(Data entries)
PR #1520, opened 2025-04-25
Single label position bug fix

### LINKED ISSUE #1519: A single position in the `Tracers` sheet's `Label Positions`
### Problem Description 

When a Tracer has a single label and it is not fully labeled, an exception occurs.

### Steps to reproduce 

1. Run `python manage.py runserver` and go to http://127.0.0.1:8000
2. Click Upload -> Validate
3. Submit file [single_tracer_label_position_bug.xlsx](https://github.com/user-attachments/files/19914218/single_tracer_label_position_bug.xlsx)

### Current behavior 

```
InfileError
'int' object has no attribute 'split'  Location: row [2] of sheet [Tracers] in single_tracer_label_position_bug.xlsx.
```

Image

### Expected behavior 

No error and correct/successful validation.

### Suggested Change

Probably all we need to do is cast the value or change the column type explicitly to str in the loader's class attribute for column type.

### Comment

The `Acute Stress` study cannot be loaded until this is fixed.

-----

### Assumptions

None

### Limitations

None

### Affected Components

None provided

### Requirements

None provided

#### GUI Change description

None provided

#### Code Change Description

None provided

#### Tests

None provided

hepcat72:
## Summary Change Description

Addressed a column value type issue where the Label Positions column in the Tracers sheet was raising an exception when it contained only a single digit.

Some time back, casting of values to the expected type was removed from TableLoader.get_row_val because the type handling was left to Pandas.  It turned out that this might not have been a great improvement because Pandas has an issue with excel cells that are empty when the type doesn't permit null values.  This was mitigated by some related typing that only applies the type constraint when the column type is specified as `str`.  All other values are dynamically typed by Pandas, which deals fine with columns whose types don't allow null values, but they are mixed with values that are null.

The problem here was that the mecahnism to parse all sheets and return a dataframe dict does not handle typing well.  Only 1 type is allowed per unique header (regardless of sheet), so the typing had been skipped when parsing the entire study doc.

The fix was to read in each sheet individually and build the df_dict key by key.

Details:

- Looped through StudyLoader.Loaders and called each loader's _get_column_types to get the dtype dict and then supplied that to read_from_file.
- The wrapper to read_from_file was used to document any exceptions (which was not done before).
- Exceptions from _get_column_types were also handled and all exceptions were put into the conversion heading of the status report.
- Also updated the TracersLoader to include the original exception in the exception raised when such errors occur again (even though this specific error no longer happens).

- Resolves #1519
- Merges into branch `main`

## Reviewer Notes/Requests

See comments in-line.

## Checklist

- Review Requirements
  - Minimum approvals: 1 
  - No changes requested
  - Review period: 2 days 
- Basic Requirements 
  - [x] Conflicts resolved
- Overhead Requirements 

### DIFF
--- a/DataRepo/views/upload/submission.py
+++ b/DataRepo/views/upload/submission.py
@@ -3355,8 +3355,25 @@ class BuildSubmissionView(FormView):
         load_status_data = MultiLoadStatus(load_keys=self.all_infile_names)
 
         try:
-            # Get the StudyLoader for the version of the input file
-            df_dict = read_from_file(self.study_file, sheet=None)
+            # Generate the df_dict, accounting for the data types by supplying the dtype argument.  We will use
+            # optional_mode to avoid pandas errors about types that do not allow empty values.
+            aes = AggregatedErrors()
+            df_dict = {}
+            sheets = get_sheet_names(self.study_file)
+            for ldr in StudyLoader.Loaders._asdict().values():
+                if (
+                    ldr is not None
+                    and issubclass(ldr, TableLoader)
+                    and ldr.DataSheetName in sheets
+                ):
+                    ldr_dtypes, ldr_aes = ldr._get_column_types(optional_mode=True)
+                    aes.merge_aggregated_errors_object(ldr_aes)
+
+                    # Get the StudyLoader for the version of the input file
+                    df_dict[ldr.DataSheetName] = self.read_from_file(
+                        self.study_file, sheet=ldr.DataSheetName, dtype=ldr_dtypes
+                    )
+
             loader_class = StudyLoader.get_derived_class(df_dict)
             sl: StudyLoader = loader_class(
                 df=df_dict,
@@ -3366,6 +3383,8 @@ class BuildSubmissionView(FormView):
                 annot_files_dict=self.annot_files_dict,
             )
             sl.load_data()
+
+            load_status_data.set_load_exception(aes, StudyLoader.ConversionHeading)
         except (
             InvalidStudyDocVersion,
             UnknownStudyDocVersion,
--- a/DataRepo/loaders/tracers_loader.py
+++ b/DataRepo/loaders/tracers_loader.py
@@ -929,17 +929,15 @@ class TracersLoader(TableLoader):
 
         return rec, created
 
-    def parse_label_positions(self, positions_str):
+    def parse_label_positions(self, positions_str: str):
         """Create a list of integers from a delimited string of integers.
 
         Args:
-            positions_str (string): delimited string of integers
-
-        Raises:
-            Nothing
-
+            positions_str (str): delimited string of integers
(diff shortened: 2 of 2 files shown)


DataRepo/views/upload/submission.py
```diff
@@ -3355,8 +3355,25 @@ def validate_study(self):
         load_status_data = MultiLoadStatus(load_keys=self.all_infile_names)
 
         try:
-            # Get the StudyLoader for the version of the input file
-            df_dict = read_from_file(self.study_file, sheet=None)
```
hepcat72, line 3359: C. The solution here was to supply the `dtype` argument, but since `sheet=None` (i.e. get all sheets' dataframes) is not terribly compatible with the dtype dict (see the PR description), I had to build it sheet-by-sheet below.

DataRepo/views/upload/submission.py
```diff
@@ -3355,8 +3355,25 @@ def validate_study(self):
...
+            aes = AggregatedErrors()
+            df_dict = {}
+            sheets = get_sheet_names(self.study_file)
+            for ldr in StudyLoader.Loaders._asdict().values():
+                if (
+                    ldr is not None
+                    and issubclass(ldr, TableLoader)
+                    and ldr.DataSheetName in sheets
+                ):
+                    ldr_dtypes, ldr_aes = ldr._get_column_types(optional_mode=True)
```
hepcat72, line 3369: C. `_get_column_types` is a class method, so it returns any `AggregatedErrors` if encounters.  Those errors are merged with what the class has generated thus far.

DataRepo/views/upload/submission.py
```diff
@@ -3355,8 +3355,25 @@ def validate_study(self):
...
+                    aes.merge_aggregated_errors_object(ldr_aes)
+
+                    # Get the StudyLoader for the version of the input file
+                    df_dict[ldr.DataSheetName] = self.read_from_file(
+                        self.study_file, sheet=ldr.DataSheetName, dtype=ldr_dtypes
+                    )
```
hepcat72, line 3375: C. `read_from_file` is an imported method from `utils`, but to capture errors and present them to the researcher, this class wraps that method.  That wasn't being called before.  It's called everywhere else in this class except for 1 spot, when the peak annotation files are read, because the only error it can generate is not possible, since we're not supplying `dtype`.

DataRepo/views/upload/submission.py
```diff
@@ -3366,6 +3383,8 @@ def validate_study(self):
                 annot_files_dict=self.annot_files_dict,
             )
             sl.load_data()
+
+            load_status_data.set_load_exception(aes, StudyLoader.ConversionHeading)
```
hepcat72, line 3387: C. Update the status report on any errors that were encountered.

...

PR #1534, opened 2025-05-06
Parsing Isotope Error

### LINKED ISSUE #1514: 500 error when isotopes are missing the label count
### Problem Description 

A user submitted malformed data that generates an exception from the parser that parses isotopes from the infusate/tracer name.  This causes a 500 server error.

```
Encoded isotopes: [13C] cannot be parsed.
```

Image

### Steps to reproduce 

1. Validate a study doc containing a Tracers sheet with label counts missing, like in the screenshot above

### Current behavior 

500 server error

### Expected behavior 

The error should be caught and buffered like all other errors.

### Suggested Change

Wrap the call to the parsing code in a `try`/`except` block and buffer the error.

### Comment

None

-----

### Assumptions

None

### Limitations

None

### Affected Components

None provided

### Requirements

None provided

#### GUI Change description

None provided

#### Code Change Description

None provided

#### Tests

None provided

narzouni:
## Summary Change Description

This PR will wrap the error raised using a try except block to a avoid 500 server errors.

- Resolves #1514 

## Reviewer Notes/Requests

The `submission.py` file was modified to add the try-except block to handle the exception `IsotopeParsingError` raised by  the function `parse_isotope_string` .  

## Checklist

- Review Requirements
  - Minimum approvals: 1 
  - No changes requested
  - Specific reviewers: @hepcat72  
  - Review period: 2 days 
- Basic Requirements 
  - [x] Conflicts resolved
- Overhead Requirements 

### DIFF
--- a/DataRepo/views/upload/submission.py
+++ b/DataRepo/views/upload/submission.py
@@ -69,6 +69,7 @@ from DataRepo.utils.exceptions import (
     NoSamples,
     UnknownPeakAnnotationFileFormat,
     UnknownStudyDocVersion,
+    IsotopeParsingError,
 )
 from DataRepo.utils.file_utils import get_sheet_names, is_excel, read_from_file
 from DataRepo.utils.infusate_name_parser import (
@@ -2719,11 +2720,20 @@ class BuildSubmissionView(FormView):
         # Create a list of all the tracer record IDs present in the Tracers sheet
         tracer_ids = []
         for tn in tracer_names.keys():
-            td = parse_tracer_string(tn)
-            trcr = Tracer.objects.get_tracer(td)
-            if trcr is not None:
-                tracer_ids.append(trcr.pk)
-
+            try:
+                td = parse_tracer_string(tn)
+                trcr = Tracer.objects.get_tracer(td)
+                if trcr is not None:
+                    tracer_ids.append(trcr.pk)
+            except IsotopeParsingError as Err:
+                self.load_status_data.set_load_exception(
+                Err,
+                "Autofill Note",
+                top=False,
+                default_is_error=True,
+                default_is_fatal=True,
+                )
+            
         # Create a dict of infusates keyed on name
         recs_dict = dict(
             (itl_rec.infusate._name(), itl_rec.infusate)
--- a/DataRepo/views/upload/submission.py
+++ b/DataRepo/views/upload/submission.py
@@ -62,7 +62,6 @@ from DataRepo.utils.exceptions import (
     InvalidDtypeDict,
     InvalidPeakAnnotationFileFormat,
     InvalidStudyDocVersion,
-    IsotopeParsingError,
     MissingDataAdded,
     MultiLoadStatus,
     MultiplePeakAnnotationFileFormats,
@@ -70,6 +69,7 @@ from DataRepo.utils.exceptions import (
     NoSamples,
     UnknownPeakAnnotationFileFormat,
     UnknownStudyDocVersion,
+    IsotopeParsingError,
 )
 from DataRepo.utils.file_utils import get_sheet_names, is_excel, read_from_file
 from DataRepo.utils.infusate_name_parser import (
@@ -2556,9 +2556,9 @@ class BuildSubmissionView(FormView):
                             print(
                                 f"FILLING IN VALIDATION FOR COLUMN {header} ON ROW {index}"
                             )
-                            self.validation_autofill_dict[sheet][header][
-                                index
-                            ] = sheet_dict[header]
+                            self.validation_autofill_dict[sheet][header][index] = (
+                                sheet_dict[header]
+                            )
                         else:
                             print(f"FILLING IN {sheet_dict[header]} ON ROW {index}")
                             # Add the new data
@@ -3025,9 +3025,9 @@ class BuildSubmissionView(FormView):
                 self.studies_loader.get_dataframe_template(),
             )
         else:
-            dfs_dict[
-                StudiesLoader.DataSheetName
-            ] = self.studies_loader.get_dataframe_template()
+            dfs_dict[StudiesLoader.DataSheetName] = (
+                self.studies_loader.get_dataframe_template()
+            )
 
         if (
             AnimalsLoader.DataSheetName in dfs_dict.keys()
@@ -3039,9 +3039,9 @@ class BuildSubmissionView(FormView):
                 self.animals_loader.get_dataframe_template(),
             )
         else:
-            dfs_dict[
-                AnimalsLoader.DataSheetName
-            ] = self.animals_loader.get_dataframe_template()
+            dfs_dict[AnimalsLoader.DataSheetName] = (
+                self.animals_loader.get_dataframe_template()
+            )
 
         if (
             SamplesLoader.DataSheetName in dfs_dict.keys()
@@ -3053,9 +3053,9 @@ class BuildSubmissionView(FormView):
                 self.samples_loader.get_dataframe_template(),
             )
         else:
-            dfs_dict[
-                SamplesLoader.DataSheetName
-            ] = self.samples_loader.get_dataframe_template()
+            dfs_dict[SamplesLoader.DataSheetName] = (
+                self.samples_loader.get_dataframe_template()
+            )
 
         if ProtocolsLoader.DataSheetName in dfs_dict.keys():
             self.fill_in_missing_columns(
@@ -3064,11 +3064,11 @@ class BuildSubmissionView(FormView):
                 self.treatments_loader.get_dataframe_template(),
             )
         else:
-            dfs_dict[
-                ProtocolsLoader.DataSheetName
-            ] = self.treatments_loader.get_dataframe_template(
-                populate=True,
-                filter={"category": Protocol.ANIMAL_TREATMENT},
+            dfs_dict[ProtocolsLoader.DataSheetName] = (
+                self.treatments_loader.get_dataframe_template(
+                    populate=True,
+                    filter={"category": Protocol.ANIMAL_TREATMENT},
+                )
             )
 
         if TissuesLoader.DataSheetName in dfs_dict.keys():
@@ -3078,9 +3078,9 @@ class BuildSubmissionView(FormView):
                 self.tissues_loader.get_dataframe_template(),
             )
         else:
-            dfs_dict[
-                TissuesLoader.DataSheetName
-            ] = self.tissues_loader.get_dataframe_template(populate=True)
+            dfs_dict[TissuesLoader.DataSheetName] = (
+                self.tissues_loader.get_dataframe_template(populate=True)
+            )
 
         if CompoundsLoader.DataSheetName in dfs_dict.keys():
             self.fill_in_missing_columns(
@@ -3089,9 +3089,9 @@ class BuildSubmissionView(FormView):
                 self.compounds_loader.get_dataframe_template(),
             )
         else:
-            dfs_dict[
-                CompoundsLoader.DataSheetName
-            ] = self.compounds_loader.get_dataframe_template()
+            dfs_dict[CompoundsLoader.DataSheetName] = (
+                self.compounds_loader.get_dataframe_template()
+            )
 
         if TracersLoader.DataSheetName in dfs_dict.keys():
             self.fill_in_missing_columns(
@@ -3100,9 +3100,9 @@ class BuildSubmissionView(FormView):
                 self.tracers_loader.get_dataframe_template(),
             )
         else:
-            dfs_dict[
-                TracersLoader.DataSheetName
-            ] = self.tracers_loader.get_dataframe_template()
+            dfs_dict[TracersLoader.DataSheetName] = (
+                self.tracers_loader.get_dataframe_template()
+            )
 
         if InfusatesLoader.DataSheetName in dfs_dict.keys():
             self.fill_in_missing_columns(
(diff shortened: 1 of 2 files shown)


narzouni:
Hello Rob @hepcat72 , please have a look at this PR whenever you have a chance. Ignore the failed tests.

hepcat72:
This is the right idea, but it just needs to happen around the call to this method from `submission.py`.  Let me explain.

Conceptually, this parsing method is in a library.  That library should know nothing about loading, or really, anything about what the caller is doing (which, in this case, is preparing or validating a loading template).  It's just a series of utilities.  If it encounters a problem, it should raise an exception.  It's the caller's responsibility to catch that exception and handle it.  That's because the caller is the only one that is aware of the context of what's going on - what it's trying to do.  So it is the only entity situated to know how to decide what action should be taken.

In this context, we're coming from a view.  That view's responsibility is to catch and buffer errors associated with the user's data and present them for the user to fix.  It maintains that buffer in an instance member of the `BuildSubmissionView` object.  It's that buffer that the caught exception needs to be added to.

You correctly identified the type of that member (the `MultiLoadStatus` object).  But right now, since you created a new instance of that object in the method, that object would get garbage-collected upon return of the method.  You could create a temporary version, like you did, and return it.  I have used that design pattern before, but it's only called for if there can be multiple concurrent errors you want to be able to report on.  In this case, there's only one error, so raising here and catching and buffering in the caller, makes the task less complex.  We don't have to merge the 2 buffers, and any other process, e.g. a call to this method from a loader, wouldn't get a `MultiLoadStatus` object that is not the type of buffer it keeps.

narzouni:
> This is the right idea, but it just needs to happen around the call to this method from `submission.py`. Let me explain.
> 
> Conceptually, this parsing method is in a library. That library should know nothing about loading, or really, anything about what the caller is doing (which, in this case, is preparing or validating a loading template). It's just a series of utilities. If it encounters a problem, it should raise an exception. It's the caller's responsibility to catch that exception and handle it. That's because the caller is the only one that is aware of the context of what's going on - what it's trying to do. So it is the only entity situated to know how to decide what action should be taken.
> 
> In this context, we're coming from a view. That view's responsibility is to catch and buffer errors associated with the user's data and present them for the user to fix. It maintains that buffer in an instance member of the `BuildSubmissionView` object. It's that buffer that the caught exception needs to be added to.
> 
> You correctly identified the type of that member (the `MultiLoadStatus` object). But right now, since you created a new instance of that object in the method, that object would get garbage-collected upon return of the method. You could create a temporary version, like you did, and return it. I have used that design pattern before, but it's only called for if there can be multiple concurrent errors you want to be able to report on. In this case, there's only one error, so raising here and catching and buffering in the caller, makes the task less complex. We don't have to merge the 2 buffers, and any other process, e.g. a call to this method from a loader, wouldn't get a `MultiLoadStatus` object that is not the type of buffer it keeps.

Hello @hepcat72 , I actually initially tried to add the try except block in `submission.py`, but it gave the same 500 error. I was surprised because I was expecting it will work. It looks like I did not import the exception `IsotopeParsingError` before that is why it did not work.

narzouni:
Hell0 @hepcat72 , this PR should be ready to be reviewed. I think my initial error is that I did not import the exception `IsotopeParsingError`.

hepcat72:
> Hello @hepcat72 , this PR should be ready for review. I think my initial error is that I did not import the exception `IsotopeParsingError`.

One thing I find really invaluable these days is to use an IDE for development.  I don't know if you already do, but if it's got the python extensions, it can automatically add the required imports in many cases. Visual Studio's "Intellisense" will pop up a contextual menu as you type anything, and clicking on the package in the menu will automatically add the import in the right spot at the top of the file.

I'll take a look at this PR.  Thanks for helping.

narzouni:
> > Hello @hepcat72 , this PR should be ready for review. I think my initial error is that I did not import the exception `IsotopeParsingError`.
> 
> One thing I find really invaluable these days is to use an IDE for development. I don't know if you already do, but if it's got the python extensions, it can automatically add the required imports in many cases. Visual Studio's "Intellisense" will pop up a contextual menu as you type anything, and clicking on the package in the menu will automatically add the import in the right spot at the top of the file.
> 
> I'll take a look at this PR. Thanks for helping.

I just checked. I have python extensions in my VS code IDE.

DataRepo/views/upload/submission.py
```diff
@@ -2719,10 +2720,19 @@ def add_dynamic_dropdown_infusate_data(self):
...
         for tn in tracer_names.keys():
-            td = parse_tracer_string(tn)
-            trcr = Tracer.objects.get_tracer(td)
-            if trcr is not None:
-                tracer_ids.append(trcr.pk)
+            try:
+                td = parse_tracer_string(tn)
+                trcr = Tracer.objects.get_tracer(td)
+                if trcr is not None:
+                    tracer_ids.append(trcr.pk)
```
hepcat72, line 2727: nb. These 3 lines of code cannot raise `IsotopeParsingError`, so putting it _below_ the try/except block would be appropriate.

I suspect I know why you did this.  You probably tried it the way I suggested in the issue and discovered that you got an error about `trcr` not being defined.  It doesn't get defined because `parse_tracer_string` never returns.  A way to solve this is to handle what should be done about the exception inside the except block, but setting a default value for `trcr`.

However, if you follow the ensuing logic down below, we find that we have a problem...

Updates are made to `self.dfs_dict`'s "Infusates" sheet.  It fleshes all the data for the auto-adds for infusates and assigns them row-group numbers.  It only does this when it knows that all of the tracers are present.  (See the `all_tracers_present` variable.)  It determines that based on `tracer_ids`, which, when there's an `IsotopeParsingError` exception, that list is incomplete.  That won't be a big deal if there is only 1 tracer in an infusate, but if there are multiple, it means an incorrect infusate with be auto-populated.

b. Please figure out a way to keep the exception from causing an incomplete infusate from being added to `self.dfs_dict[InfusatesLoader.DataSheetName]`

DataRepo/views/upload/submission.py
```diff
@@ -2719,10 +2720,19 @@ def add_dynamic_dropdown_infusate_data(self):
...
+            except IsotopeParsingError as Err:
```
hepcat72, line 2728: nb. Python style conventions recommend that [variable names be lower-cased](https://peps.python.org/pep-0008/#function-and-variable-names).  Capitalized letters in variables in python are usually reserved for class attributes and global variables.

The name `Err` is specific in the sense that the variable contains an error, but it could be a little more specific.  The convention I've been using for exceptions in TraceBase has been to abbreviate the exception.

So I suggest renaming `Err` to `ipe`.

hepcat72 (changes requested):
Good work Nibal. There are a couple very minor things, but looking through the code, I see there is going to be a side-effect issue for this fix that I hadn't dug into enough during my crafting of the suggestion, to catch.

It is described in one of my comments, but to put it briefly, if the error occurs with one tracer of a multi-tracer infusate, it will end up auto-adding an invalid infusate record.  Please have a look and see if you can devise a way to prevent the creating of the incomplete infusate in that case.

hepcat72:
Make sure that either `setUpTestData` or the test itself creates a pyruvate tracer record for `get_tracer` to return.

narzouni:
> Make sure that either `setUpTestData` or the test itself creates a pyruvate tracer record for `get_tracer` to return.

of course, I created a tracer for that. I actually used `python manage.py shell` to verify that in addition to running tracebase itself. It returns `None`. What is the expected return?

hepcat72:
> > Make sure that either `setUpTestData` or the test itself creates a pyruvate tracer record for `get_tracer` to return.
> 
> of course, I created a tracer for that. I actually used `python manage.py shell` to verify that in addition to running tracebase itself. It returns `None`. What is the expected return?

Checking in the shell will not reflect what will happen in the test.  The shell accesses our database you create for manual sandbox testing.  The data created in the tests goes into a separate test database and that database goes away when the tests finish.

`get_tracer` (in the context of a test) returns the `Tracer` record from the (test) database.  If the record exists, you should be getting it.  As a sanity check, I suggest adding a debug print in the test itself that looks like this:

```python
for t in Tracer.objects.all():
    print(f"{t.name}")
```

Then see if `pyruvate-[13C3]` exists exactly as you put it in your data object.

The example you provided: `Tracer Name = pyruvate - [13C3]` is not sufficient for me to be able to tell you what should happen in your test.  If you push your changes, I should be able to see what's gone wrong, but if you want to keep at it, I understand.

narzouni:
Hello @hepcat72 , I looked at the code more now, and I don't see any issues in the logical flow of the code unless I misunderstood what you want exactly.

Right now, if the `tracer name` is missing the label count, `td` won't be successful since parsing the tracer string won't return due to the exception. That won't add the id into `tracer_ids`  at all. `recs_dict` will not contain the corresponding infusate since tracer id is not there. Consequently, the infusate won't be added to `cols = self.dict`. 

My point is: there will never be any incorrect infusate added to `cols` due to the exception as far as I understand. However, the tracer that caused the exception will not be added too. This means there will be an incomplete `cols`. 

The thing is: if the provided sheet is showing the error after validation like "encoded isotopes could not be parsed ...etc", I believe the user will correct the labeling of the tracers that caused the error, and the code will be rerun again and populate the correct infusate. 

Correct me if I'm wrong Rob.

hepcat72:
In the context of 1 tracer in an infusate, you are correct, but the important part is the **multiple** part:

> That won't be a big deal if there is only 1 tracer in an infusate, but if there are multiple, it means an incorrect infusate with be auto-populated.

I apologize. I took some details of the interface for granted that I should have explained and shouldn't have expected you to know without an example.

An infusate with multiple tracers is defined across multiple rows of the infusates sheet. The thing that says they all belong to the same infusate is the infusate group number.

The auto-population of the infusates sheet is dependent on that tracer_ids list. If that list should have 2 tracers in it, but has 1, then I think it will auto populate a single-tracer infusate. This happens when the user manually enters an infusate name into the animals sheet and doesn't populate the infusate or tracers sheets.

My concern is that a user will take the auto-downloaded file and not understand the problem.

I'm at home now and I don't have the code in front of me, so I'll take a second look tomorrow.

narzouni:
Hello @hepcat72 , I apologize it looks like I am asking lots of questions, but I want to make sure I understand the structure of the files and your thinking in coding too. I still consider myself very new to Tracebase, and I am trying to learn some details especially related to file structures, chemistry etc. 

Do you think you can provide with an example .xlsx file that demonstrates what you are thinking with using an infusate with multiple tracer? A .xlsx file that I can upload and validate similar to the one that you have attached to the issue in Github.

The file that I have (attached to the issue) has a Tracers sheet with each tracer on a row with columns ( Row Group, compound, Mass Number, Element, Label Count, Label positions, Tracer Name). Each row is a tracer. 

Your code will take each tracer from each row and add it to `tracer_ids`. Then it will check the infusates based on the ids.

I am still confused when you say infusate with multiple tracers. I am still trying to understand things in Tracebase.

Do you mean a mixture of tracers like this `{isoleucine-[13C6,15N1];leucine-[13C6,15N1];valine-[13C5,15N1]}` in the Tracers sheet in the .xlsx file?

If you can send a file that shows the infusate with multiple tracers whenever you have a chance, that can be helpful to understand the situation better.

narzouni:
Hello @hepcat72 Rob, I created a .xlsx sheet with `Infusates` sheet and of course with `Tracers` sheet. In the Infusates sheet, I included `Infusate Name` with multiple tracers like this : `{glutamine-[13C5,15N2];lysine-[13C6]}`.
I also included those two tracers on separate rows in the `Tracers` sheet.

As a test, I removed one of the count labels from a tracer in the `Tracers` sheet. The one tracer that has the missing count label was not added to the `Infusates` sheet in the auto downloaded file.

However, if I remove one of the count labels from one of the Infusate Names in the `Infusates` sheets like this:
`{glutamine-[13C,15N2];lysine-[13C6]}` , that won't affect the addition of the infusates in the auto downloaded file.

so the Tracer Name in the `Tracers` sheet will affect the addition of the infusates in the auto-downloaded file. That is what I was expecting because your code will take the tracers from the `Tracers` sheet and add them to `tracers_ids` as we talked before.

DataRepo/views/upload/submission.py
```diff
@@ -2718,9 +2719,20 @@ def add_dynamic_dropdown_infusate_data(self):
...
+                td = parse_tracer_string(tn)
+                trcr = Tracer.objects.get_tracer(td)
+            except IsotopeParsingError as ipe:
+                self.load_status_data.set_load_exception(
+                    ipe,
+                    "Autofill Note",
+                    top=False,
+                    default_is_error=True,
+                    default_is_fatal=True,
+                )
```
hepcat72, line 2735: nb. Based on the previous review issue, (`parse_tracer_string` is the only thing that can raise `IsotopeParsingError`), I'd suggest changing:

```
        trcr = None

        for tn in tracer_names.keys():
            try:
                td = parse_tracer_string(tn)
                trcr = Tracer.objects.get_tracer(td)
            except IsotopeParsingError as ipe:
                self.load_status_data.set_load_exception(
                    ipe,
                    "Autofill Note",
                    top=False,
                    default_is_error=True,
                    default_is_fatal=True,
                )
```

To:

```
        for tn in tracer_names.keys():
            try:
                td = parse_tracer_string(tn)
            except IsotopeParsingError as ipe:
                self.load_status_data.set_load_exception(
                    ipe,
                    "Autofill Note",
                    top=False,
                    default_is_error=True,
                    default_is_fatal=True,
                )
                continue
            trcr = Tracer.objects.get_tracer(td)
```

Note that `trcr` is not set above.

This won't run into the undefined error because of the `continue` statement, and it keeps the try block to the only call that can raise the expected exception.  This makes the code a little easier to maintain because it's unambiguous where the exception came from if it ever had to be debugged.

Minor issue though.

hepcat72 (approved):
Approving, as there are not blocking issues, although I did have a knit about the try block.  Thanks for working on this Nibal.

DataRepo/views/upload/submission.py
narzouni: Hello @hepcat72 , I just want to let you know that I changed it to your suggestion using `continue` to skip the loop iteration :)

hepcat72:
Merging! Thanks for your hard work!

## EXERCISE
One stretch of the lines above is wanted, from the line that contains "Correct me if I'm wrong Rob." through the line that contains "The file that". Output it exactly.

## SOLUTION TO THE PROBLEM
Correct me if I'm wrong Rob.

hepcat72:
In the context of 1 tracer in an infusate, you are correct, but the important part is the **multiple** part:

> That won't be a big deal if there is only 1 tracer in an infusate, but if there are multiple, it means an incorrect infusate with be auto-populated.

I apologize. I took some details of the interface for granted that I should have explained and shouldn't have expected you to know without an example.

An infusate with multiple tracers is defined across multiple rows of the infusates sheet. The thing that says they all belong to the same infusate is the infusate group number.

The auto-population of the infusates sheet is dependent on that tracer_ids list. If that list should have 2 tracers in it, but has 1, then I think it will auto populate a single-tracer infusate. This happens when the user manually enters an infusate name into the animals sheet and doesn't populate the infusate or tracers sheets.

My concern is that a user will take the auto-downloaded file and not understand the problem.

I'm at home now and I don't have the code in front of me, so I'll take a second look tomorrow.

narzouni:
Hello @hepcat72 , I apologize it looks like I am asking lots of questions, but I want to make sure I understand the structure of the files and your thinking in coding too. I still consider myself very new to Tracebase, and I am trying to learn some details especially related to file structures, chemistry etc. 

Do you think you can provide with an example .xlsx file that demonstrates what you are thinking with using an infusate with multiple tracer? A .xlsx file that I can upload and validate similar to the one that you have attached to the issue in Github.

The file that I have (attached to the issue) has a Tracers sheet with each tracer on a row with columns ( Row Group, compound, Mass Number, Element, Label Count, Label positions, Tracer Name). Each row is a tracer. 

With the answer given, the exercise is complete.